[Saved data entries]
PR #449, opened 2026-09-20
Reject interface member functions that use a name protocol reserves

### LINKED ISSUE #318: Interface member names that collide with protocol's own members are silently hidden
`protocol` declares `swap`, `get_allocator` and `valueless_after_move` as members. The interface's functions are synthesised as members of a base class, so an interface that uses one of these names compiles but the library's function wins on `protocol`, while `protocol_view` still exposes the interface's function. There is no diagnostic.

```c++
struct I { int get_allocator() const; };
struct T { int get_allocator() const { return 42; } };

protocol<I> p{T{}};
protocol_view<I> v{p};

static_assert(!std::is_same_v<decltype(p.get_allocator()), int>);  // library's member
static_assert( std::is_same_v<decltype(v.get_allocator()), int>);  // interface's member
```

Confirmed on GCC trunk at f409dd2.

Options:

1. Reject such interfaces in `is_valid_interface` with a clear message.
2. Move the library's own operations out of the member namespace where the standard allows it (`swap` already has a hidden-friend form).
3. Document the reserved names in DRAFT.md.

1 and 3 together seem right; 2 is not available for `get_allocator` and `valueless_after_move`, which the standard spells as members on `polymorphic` and the containers.

This is also the reason #314 should not add a member named `type`.

philipcraig:
Closes #318.

`protocol` declares `allocator_type`, `get_allocator` and `swap`. Interface member functions are forwarded by members of a base class, so an interface that used one of these names compiled, the library's member won on `protocol`, and `protocol_view` still forwarded the interface's function.

- `protocol_interface_function_infos` rejects a non-static interface member function with a reserved name: `reserved member name 'swap' is not supported in a protocol interface`. Static member functions are ignored, as before.
- A test compares `reserved_member_names` with the public members of `protocol` and of both views, so a member added later has to be listed or made a hidden friend.
- DRAFT.md gains a "Reserved member names" subsection and lists `allocator_type`, `get_allocator` and `swap` in the `protocol` synopsis, which omitted them.

`valueless_after_move` from the issue is no longer reserved: it became a hidden friend in #395. `target_type` and `protocol_cast` are hidden friends too. No open PR adds a member to `protocol` or `protocol_view`.

Not covered here: the private members of `protocol` (`create`, `vtable`, `traits`, `object_`, …) and the injected-class-names of the generated bases (`type`, `member_bases_wrapper`) hide interface members as well, with an access or ambiguity error at the call rather than silently. Those are implementation names and are better renamed than reserved.


conformance_tests.cc
```diff
@@ -524,6 +527,93 @@ struct InterfaceWithNamedMemberFunctionTemplate {
...
+  static_assert(conformance_check_rejects<AllocatorTypeInterface, Candidate>());
+  static_assert(
+      conformance_rejection_message_contains<GetAllocatorInterface, Candidate>(
+          "reserved member name 'get_allocator'"));
+#endif  // __cpp_constexpr_exceptions
+}
+
+TEST(ConformsToTest, StaticInterfaceMemberWithReservedNameIsIgnored) {
+  struct Interface {
+    static void swap(Interface&, Interface&) noexcept;
```
jbcoe, line 656: Perhaps we should reject this too for safety's sake?

It's possibly better to be strict than surprising.

jbcoe (approved):
This is definitely necessary and definitely an improvement. I wonder do we need to go further (can be a follow up)?

RyanJK5:
> This is definitely necessary and definitely an improvement. I wonder do we need to go further (can be a follow up)?

Do we need swap to be a member function? Could it just be a free function? And in that case, does the name need to be reserved?

jbcoe:
> > This is definitely necessary and definitely an improvement. I wonder do we need to go further (can be a follow up)?
> 
> Do we need swap to be a member function? Could it just be a free function? And in that case, does the name need to be reserved?

I think that we run the risk of confusing folk if `swap(p,pp)` and `p.swap(pp)` do different things.

There is already a library issues for `std::swap(i,ii)` and `swap(i,ii)` doing possibly different things for `indirect` and `polymorphic`. `indirect` and `polymorphic` provide `swap` as a hidden friend and as a member function.

https://github.com/cplusplus/papers/issues/2478

philipcraig:
> I wonder do we need to go further (can be a follow up)?

#450 is the follow-up for the names #449 does not cover: the private members of `protocol` and the views (`create`, `vtable`, `object_`, …) and the generated bases' injected-class-names (`type`, `member_bases_wrapper`) hide interface members too, with a compile error rather than silently. It proposes renaming them rather than reserving them.

Rejecting a static `swap` is #452, which also asks whether a data member or alias with a reserved name should be rejected.

conformance_tests.cc
philipcraig: Agreed that strict is better. Filed as #452 so the non-function members get decided with it.

RyanJK5:
> > > This is definitely necessary and definitely an improvement. I wonder do we need to go further (can be a follow up)?
> 
> > 
> 
> > Do we need swap to be a member function? Could it just be a free function? And in that case, does the name need to be reserved?
> 
> 
> 
> I think that we run the risk of confusing folk if `swap(p,pp)` and `p.swap(pp)` do different things.
> 
> 
> 
> There is already a library issues for `std::swap(i,ii)` and `swap(i,ii)` doing possibly different things for `indirect` and `polymorphic`. `indirect` and `polymorphic` provide `swap` as a hidden friend and as a member function.
> 
> 
> 
> https://github.com/cplusplus/papers/issues/2478

I don't disagree, but I guess in that case I don't follow why the same doesn't apply to valueless_after_move.

philipcraig:
Fair point: the parity argument that keeps `swap` a member would have kept `valueless_after_move` one too, and #395 moved it only to reserve one name fewer. #453 asks for one rule. #449 reserves whatever `protocol` declares today, so it does not depend on the answer.

jbcoe:
I think that `valueless_after_move` is suitably weird that people won't have such strong expectations about it.

It's not a watertight argument and I could be readily motivated to change my mind. I can't see why a protocol interface might need a valueless check on it.

jbcoe:
This argument actually cuts both ways "I can't see why a protocol interface might need a valueless check on it.". If folk won't need it, banning it is likely fine.

In particular

```
valueless_after_move(p); // works ok
p.valueless_after_move(); // Invokes UB
```

is a footgun that I don't want to be responsible for.

PR #353, opened 2024-11-08
Limit imod python version to <0.18.0, before refactor is merged

JoerivanEngelen:
The 0.18.0 release of iMOD Python will feature a significant refactoring of the MetaSWAP objects in iMOD Python. 
Once 0.18.0 is released, the fixes here https://github.com/Deltares/imod_coupler/pull/352 will update primod and the test fixtures to be functional again.

The 0.18.0 release will break the current main, so to ensure it does not when iMOD Python 0.18.0 is released. I limit it in the ``pixi.toml`` here to keep the CI stable. This gives me the time to get to work https://github.com/Deltares/imod_coupler/pull/352 .


JoerivanEngelen:
I discussed with @HendrikKok, the release test job is failing, but this is due to changes outside this PR. In the release test job, and old version of Ribasim is used, which isn't able to compute water balances without errors larger than 1e-4.

PR #406, opened 2026-01-13
Add user acceptance test

JoerivanEngelen:
This PR adds a user acceptance test, namely the LHM. The data is stored in a minio S3 bucket and version managed with dvc. Similar to the approach taken in iMOD Python. The only data excluded from the data version control is the 80 GB MetaSWAP database, but this is included on the MinIO bucket, unzipped. Before running the user acceptance tests, users have to mount the bucket, so that the path to the MetaSWAP database is provided to the S3 bucket. 

The README has instructions on how to run the user acceptance tests locally. Note: running the user acceptance tests locally requires an ethernet connection for optimal performance. Running the test on WiFi in Utrecht took 1.5 hours, whereas running it with an ethernet connection in Delft took 45 minutes.

The user_acceptance tests are pytest marked, and their fixtures are set to ``autouse=False``, so that the tests will only be run when explicitly asked for, and the heavy fixtures will only be generated when asked for (i.e. when running the user acceptance tests).

### DIFF
--- a/pixi.lock
+++ b/pixi.lock
@@ -9,6 +9,7 @@ environments:
       linux-64:
       - conda: https://conda.anaconda.org/conda-forge/linux-64/_libgcc_mutex-0.1-conda_forge.tar.bz2
       - conda: https://conda.anaconda.org/conda-forge/linux-64/_openmp_mutex-4.5-2_gnu.tar.bz2
+      - conda: https://conda.anaconda.org/conda-forge/noarch/_python_abi3_support-1.0-hd8ed1ab_2.conda
       - conda: https://conda.anaconda.org/conda-forge/noarch/adwaita-icon-theme-49.0-unix_0.conda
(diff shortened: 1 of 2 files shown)


tests/test_user_acceptance/test_metamod_lhm.py
```diff
@@ -0,0 +1,559 @@
...
+        "rchindex2svat.dxc",
+        "wellindex2svat.dxc",
+    }
+    assert set(dxc_filenames) == expected_dxc_filenames
+
+    path_nodenr2svat = written_lhm_conversion / "exchanges" / "nodenr2svat.dxc"
+    path_rchindex2svat = written_lhm_conversion / "exchanges" / "rchindex2svat.dxc"
+    path_wellindex2svat = written_lhm_conversion / "exchanges" / "wellindex2svat.dxc"
+
+    settings = {"delimter": "\s+", "index_col": False}
```
rleander73: plse fix typo, this one on two other lines in this file ..

rleander73 (approved):
all ok!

**Work item:**
Begin with the first line of the data above and, please, print each line exactly until you have printed the line containing "- A test compares"; print nothing else.

**Answer area:**
PR #449, opened 2026-09-20
Reject interface member functions that use a name protocol reserves

### LINKED ISSUE #318: Interface member names that collide with protocol's own members are silently hidden
`protocol` declares `swap`, `get_allocator` and `valueless_after_move` as members. The interface's functions are synthesised as members of a base class, so an interface that uses one of these names compiles but the library's function wins on `protocol`, while `protocol_view` still exposes the interface's function. There is no diagnostic.

```c++
struct I { int get_allocator() const; };
struct T { int get_allocator() const { return 42; } };

protocol<I> p{T{}};
protocol_view<I> v{p};

static_assert(!std::is_same_v<decltype(p.get_allocator()), int>);  // library's member
static_assert( std::is_same_v<decltype(v.get_allocator()), int>);  // interface's member
```

Confirmed on GCC trunk at f409dd2.

Options:

1. Reject such interfaces in `is_valid_interface` with a clear message.
2. Move the library's own operations out of the member namespace where the standard allows it (`swap` already has a hidden-friend form).
3. Document the reserved names in DRAFT.md.

1 and 3 together seem right; 2 is not available for `get_allocator` and `valueless_after_move`, which the standard spells as members on `polymorphic` and the containers.

This is also the reason #314 should not add a member named `type`.

philipcraig:
Closes #318.

`protocol` declares `allocator_type`, `get_allocator` and `swap`. Interface member functions are forwarded by members of a base class, so an interface that used one of these names compiled, the library's member won on `protocol`, and `protocol_view` still forwarded the interface's function.

- `protocol_interface_function_infos` rejects a non-static interface member function with a reserved name: `reserved member name 'swap' is not supported in a protocol interface`. Static member functions are ignored, as before.
- A test compares `reserved_member_names` with the public members of `protocol` and of both views, so a member added later has to be listed or made a hidden friend.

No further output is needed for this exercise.